Do you ever feel like you are loosing your mind? It is a deeply terrifying place to be.
Just as a forewarning - you may want to stop reading right now, though secretly I wish you might continue.
I am writing out of an inexpressible desperation (yet I am trying to write and express myself all the same - how funny is that?). There is no 'point' to this blog, no insight into the inner workings of humanity or any clever artistic expression of who I am. This is simply the writings of desperation. I hope that somehow by typing out I might be able to get some sleep and, more importantly, some rest.

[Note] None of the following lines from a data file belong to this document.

PR #3239, opened 2021-09-08
Linux PyPI-compatible build, proof of principle

tristanic:
Not necessarily ready for merging yet, but it works! :)

I've attached the Singularity recipe I've been using to create a controlled build environment. While the result should be fully compliant with the `manylinux2014` tag, it should really be migrated to base on the `manylinux2014` Docker image instead. Key changes:

- Add an extra `OPENMM_BUILD_UNVERSIONED` flag to the `CMakeLists.txt`, because Python's `setuptools` turns all symbolic links into actual files when copying.
- Replace `from distutils.core import setup` with `from setuptools import setup` in `setup.py` - this is necessary to support the `bdist_wheel` build target, and should be fully backward compatible.
- When building a wheel, the compiled library files and headers will go into `site-packages/openmm/lib` and `site-packages/openmm/include` respectively, and the `version.py` will point to the correct locations. I know `version.py` previously didn't point to headers, but having these bundled in with a queryable location will make building against it much easier.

I feel as though I am drowning within the confines of my own mind. Swirling around in my skull are many different thoughts. These fragmented strains of processed information cover a wide range... of God, relationship, my future, social awkwardness, music, purpose, dating, money, education, family, tour, singing, writing, value, heart, bible reading, church, work, job security, insecurity, segregation, individuality, lies, angst, peace, hope... on and on. It does not seem to stop.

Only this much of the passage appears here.